Records provided:
=== Section Start ===

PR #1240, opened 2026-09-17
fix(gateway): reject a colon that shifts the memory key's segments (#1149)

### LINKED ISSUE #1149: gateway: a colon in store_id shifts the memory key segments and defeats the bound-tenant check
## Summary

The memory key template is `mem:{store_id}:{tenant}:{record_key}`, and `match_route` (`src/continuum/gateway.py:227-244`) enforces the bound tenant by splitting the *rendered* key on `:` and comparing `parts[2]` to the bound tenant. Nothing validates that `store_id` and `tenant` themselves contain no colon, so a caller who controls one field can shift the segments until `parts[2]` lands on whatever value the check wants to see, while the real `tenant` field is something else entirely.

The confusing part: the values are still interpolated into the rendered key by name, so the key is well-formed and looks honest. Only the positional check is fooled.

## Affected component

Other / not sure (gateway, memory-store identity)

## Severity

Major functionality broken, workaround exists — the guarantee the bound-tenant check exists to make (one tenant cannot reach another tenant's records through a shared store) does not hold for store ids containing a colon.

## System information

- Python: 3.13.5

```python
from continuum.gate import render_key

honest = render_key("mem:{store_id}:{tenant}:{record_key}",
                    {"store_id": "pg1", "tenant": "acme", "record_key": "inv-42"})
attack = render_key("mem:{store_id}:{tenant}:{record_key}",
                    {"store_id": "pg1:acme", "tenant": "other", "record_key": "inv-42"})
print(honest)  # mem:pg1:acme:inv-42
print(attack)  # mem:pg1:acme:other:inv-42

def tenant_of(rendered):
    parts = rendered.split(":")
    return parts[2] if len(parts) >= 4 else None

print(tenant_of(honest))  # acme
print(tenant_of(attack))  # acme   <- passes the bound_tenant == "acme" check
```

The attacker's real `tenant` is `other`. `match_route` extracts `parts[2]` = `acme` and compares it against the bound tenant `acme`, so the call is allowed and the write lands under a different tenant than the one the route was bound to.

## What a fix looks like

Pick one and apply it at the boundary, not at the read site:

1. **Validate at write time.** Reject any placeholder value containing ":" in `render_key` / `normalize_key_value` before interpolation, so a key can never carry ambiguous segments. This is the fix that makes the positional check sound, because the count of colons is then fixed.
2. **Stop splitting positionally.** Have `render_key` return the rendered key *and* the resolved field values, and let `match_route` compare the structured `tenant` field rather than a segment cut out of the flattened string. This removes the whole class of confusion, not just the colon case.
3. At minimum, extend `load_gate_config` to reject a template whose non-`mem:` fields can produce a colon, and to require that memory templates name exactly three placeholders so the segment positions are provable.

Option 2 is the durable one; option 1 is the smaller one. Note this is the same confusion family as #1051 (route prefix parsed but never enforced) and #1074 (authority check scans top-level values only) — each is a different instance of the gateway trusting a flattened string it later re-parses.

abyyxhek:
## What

=== Section End ===

What you should do: Repeat every entry above exactly, leaving nothing out.

Solution for this task:
PR #1240, opened 2026-09-17
fix(gateway): reject a colon that shifts the memory key's segments (#1149)

### LINKED ISSUE #1149: gateway: a colon in store_id shifts the memory key segments and defeats the bound-tenant check
## Summary

The memory key template is `mem:{store_id}:{tenant}:{record_key}`, and `match_route` (`src/continuum/gateway.py:227-244`) enforces the bound tenant by splitting the *rendered* key on `:` and comparing `parts[2]` to the bound tenant. Nothing validates that `store_id` and `tenant` themselves contain no colon, so a caller who controls one field can shift the segments until `parts[2]` lands on whatever value the check wants to see, while the real `tenant` field is something else entirely.

The confusing part: the values are still interpolated into the rendered key by name, so the key is well-formed and looks honest. Only the positional check is fooled.

## Affected component

Other / not sure (gateway, memory-store identity)

## Severity

Major functionality broken, workaround exists — the guarantee the bound-tenant check exists to make (one tenant cannot reach another tenant's records through a shared store) does not hold for store ids containing a colon.

## System information

- Python: 3.13.5

```python
from continuum.gate import render_key

honest = render_key("mem:{store_id}:{tenant}:{record_key}",
                    {"store_id": "pg1", "tenant": "acme", "record_key": "inv-42"})
attack = render_key("mem:{store_id}:{tenant}:{record_key}",
                    {"store_id": "pg1:acme", "tenant": "other", "record_key": "inv-42"})
print(honest)  # mem:pg1:acme:inv-42
print(attack)  # mem:pg1:acme:other:inv-42

def tenant_of(rendered):
    parts = rendered.split(":")
    return parts[2] if len(parts) >= 4 else None

print(tenant_of(honest))  # acme
print(tenant_of(attack))  # acme   <- passes the bound_tenant == "acme" check
```

The attacker's real `tenant` is `other`. `match_route` extracts `parts[2]` = `acme` and compares it against the bound tenant `acme`, so the call is allowed and the write lands under a different tenant than the one the route was bound to.

## What a fix looks like

Pick one and apply it at the boundary, not at the read site:

1. **Validate at write time.** Reject any placeholder value containing ":" in `render_key` / `normalize_key_value` before interpolation, so a key can never carry ambiguous segments. This is the fix that makes the positional check sound, because the count of colons is then fixed.
2. **Stop splitting positionally.** Have `render_key` return the rendered key *and* the resolved field values, and let `match_route` compare the structured `tenant` field rather than a segment cut out of the flattened string. This removes the whole class of confusion, not just the colon case.
3. At minimum, extend `load_gate_config` to reject a template whose non-`mem:` fields can produce a colon, and to require that memory templates name exactly three placeholders so the segment positions are provable.

Option 2 is the durable one; option 1 is the smaller one. Note this is the same confusion family as #1051 (route prefix parsed but never enforced) and #1074 (authority check scans top-level values only) — each is a different instance of the gateway trusting a flattened string it later re-parses.

abyyxhek:
## What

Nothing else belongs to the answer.